Gil

Personal information
- Full name: Gilberto Ribeiro Gonçalves
- Date of birth: 13 September 1980 (age 44)
- Place of birth: Andradina, Brazil
- Height: 1.72 m (5 ft 7+1⁄2 in)
- Position(s): Forward

Youth career
- 1995–1999: Corinthians

Senior career*
- Years: Team / Apps / (Gls)
- 2000–2005: Corinthians / 124 / (31)
- 2005: Tokyo Verdy / 16 / (2)
- 2006: Cruzeiro / 14 / (3)
- 2006–2007: Gimnàstic / 19 / (0)
- 2007–2009: Internacional / 14 / (1)
- 2008: → Botafogo (loan) / 17 / (1)
- 2009–2010: Flamengo / 2 / (0)
- 2014: ABC / 0 / (0)
- 2015: Juventus-SP / 21 / (8)

International career^{‡}
- 2003: Brazil / 4 / (1)

= Gil (footballer, born 1980) =

Brazilian footballer

Gilberto Ribeiro Gonçalves (born 13 September 1980 in Andradina), commonly known as Gil (/pt/) is a Brazilian former footballer who played as a forward. He was formally a Brazilian international.

==Club career==

===Early years===
Gil grew up in a small town, Andradina, where his talent was recognised at a very early age. He was noticed by Corinthians scouts at the age 15, and soon went on to join as a youth player.

===Corinthians===
His time at Corinthians was relatively successful, with Gil managing to register 31 goals in 124 games, a decent record for a winger. His pace, skill, technical ability, control and ability to beat his man shone in the Brazilian league, but after five years with the Corinthians first team, he transferred to Tokyo Verdy 1969 of Japan, in 2005.

===Tokyo Verdy===
His time in Japan was very unsuccessful, with Gil not being a regular starter and not playing to his full potential, which in turn led him to be sold to Brazilian team Cruzeiro, in 2006.

===Cruzeiro===
He did not present his best football while in Cruzeiro. Only scoring four goals in over fifteen appearances. He did however start in the majority of the games and became a reliable source for assisting other players for goals.

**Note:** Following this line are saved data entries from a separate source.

PR #892, opened 2023-01-25
GHA: reuse output values

dyfer:
GHA deprecated the old method of setting output value a while back. #883 brought back the old method in the signing step, so I'd like to try my suggestion and re-use the value from the build job.
@mattahorton could you please run this in JTL to confirm the signing works fine?

### DIFF
--- a/.github/workflows/jacktrip.yml
+++ b/.github/workflows/jacktrip.yml
@@ -52,6 +52,9 @@ jobs:
     needs: check-secrets
     runs-on: ${{ matrix.runs-on }}
     name: ${{ matrix.name }}
+    outputs: 
+      version: ${{ steps.set-version.outputs.version }}
+      name: ${{ steps.set-version.outputs.name }}
     strategy:
       fail-fast: false # don't abort if one of the build failse
       matrix:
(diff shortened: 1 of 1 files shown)


mattahorton:
Just back from vacation. I'll try this out

mattahorton:
CleanShot 2023-02-03 at 12 42 28@2x

The "Sign Windows Artifacts" step seems to be pulling the version name from the last build job that finished. In this case, a Linux build finished last because it needed to rebuild Qt.

dyfer:
Ah I see, thanks for catching that. I'll look into this.

dyfer:
I see there's no easy way to reuse the value(s) from the build step, so I left them in the signing step. The change now is to 1) remove unnecessary conditional setting of the name (it is taken straight from the matrix) and 2) setting version, still calculated as before, is updated to use the recommended way of setting step's output value. @mattahorton would you mint testing in JTL again? Thanks!

mattahorton:
CleanShot 2023-02-06 at 14 17 02@2x

So this fails in every case _except_ a release, because the names of PR- and push-driven workflow runs are more complicated than those started by a release being created.

dyfer:
Gotcha, thank you for checking. I forgot the signing runs for regular builds as well... fix forthcoming.

dyfer:
Now I think these are the only changes to be made here to get rid of the deprecation warnings (also updated the checkout action version). Sorry for all the hassle with this!

ntonnaett:
@mattahorton This looks straightforward now. Do you have remaining concerns or should we merge this?

dyfer:
While this is now straightforward, it would be best to run this on JTL repo to double-check.

mattahorton:
except for the v3 change, this is also done in #935. I have no doubt it is fine. Approving.

mattahorton (approved):

PR #898, opened 2023-01-31
Reorganize Audio Setup and Settings Screens

dhing1024:
Refactors and reorganizes audio setup and settings screens, largely in preparation for future work giving users the ability to select channels on their input devices.

Using RtAudio backend:

Screenshot_20230131_014810
Screenshot_20230131_014826
Screenshot_20230131_014835

Using JACK backend:
Screenshot_20230131_015257
Screenshot_20230131_015324
Screenshot_20230131_015431

Dark Mode:
Screenshot_20230131_014855
Screenshot_20230131_014927


dhing1024:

===Gimnàstic de Tarragona===
His season long stay in Tarragona was yet another unsuccessful venture for Gil. Gil played 19 matches and he did not score any goals, during his time with Gimnàstic de Tarragona.

===Flamengo===
On 25 September 2009 Flamengo have signed the forward until December 2009.

==International career==
Gil appeared for the Brazil national football team in the 2003 FIFA Confederations Cup.

==Career statistics==
===Club===

| Club performance |  |  | League |  |
| Season | Club | League | Apps | Goals |
| Brazil |  |  | League |  |
| 1999 | Corinthians Paulista | Série A | 0 | 0 |
| 2000 | 8 | 2 |
| 2001 | 12 | 6 |
| 2002 | 23 | 4 |
| 2003 | 31 | 9 |
| 2004 | 40 | 6 |
| 2005 | 4 | 1 |
| Japan |  |  | League |  |
| 2005 | Tokyo Verdy | J1 League | 16 | 2 |
| Brazil |  |  | League |  |
| 2006 | Cruzeiro | Série A | 14 | 3 |
| Spain |  |  | League |  |
| 2006–07 | Gimnàstic Tarragona | La Liga | 19 | 0 |
| Brazil |  |  | League |  |
| 2007 | Internacional | Série A | 12 | 1 |
| 2008 | 3 | 0 |
| 2008 | Botafogo | Série A | 16 | 1 |
| 2009 | Flamengo | Série A | 1 | 0 |
| 2010 |  |  |
| Country | Brazil |  | 164 | 33 |
| Japan |  | 16 | 2 |
| Spain |  | 19 | 0 |
| Total |  |  | 199 | 35 |

===International===

Brazil national team
| Year | Apps | Goals |
| 2003 | 4 | 1 |
| Total | 4 | 1 |

==Honours==
===Club===
- São Paulo's Cup (U 20): 1999
- São Paulo State League: 1999, 2001, 2003
- Tournament Rio – São Paulo: 2002
- Brazilian Cup: 2002
- Minas Gerais State League: 2006
- Brazilian Série A: 2009

===Individual honours===
- Brazilian Bola de Prata (Placar): 2002

== Meme[edit] ==
Gil became famous in Brazil for an interview in 2006 following Cruzeiro, his club at the time, winning the Campeonato Mineiro title. He was asked by Amaral Júnior, a reporter for catholic radio station Rádio Divinópolis, if there were limits to supporters celebrating the title with players, since supporters had invaded the pitch and tore the shirts of some players while celebrating. Live on radio, Gil responded "Só não vale dar o cu, o resto vale tudo" which has homossexual connotation.